PR #5801, opened 2025-06-02
Refactor the XML sample view models and UI components to use ChannelInfoViewController

andremion:
### 🎯 Goal

Refactor the channel info XML sample view models and UI components to use `ChannelInfoViewController`

### 🛠 Implementation details

Remove the legacy channel info view models in favor of using the new `ChannelInfoViewController` and `ChannelInfoMemberViewController` via view model wrappers.

#### Direct channel info
https://github.com/user-attachments/assets/5da96e6b-a904-44f9-9238-8371b7e44c51

#### Group channel info
https://github.com/user-attachments/assets/2f00e42d-2843-4be5-a162-1aa2a06faacd

### 🎉 GIF

gif


stream-chat-android-ui-components/src/main/kotlin/io/getstream/chat/android/ui/utils/SingleLiveEvent.kt
```diff
@@ -0,0 +1,60 @@
...
+import kotlin.coroutines.CoroutineContext
+import kotlin.coroutines.EmptyCoroutineContext
+
+/**
+ * A lifecycle-aware observable that sends only new updates after subscription.
+ * Used for events like navigation.
+ *
+ * This avoids emitting values again on configuration changes.
+ */
+internal class SingleLiveEvent<T> : MutableLiveData<T>() {
```
VelikovPetar, line 35: Short info - we already have the concept of `Event` + `EventObservable` which is quite similar to this. While I prefer this new approach, perhaps it will be more clear if we stay consistent.

stream-chat-android-ui-components-sample/src/main/res/navigation/main_nav_graph.xml
```diff
@@ -234,15 +234,14 @@
...
-            app:nullable="true"
             />
 
-        <argument
-            android:name="userData"
-            android:defaultValue="@null"
-            app:argType="io.getstream.chat.ui.sample.feature.chat.info.UserData"
-            app:nullable="true"
-            />
+<!--        <argument-->
```
VelikovPetar: Can we delete this commented out code? (and on line 406)

CHANGELOG.md
```diff
@@ -64,6 +64,7 @@
 ### ✅ Added
```
VelikovPetar, line 64: We should also probably list the new public components here (the new ViewModelFactories)

stream-chat-android-ui-components-sample/src/main/kotlin/io/getstream/chat/ui/sample/feature/chat/ChatViewModelFactory.kt
```diff
@@ -14,17 +14,25 @@
...
-import io.getstream.chat.ui.sample.feature.chat.info.group.GroupChatInfoViewModel
+import io.getstream.chat.android.core.ExperimentalStreamChatApi
 import io.getstream.chat.ui.sample.feature.chat.info.group.users.GroupChatInfoAddUsersViewModel
 
-class ChatViewModelFactory(private val cid: String) : ViewModelProvider.Factory {
+class ChatViewModelFactory(private val context: Context, private val cid: String) : ViewModelProvider.Factory {
     private val factories: Map<Class<*>, () -> ViewModel> = mapOf(
         ChatViewModel::class.java to { ChatViewModel(cid) },
-        GroupChatInfoViewModel::class.java to { GroupChatInfoViewModel(cid) },
+        // ChannelInfoViewModel::class.java to {
```
VelikovPetar: Can we remove this commented code?

stream-chat-android-ui-components-sample/src/main/kotlin/io/getstream/chat/ui/sample/feature/chat/ChatViewModelFactory.kt
```diff
@@ -14,17 +14,25 @@
...
 
+import android.content.Context
 import androidx.lifecycle.ViewModel
 import androidx.lifecycle.ViewModelProvider
-import io.getstream.chat.ui.sample.feature.chat.info.group.GroupChatInfoViewModel
+import io.getstream.chat.android.core.ExperimentalStreamChatApi
 import io.getstream.chat.ui.sample.feature.chat.info.group.users.GroupChatInfoAddUsersViewModel
 
-class ChatViewModelFactory(private val cid: String) : ViewModelProvider.Factory {
+class ChatViewModelFactory(private val context: Context, private val cid: String) : ViewModelProvider.Factory {
```
VelikovPetar: Also the `context` arg seems unused.

stream-chat-android-ui-components-sample/src/main/kotlin/io/getstream/chat/ui/sample/feature/chat/info/ChatInfoFragment.kt
```diff
@@ -68,109 +73,114 @@ class ChatInfoFragment : Fragment() {
...
-            if (state.loading) {
-                binding.optionsRecyclerView.isVisible = false
-                binding.progressBar.isVisible = true
-                return@observe
+        viewModel.events.observe(viewLifecycleOwner) { event ->
+            when (event) {
+                is ChannelInfoViewEvent.Error -> showError(event, isGroupChannel = false)
+                is ChannelInfoViewEvent.Navigation -> onNavigationEvent(event)
+                is ChannelInfoViewEvent.Modal -> showModal(event, viewModel, isGroupChannel = false) { modal ->
+                    if (modal is ChannelInfoViewEvent.HideChannelModal) {
```
VelikovPetar: This is a bit strange, should we maybe update the toggle only after the user confirms the modal?

stream-chat-android-ui-components/src/main/kotlin/io/getstream/chat/android/ui/utils/SingleLiveEvent.kt
andremion: For customers, it is transparent since they are internal.
However, I think `SingleLiveEvent` and `asSingleLiveEvent` have better semantics, which are very close to `asLiveData` and don't require any additional class as `Event`.

VelikovPetar: Yes of course, I was more concerned about staying consistent in the `internal` code, and the recommended way of using it 😄. But if you think it is OK to have both approaches, let's keep it like this.

stream-chat-android-ui-components-sample/src/main/kotlin/io/getstream/chat/ui/sample/feature/chat/info/ChatInfoFragment.kt
andremion: You're right.
I reverted most of the logic to keep the same behavior as before.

▸ Task brief
With "after" as the string to find, copy every line of the records that holds it.

▸ Answer to this exercise
+ * A lifecycle-aware observable that sends only new updates after subscription.
VelikovPetar: This is a bit strange, should we maybe update the toggle only after the user confirms the modal?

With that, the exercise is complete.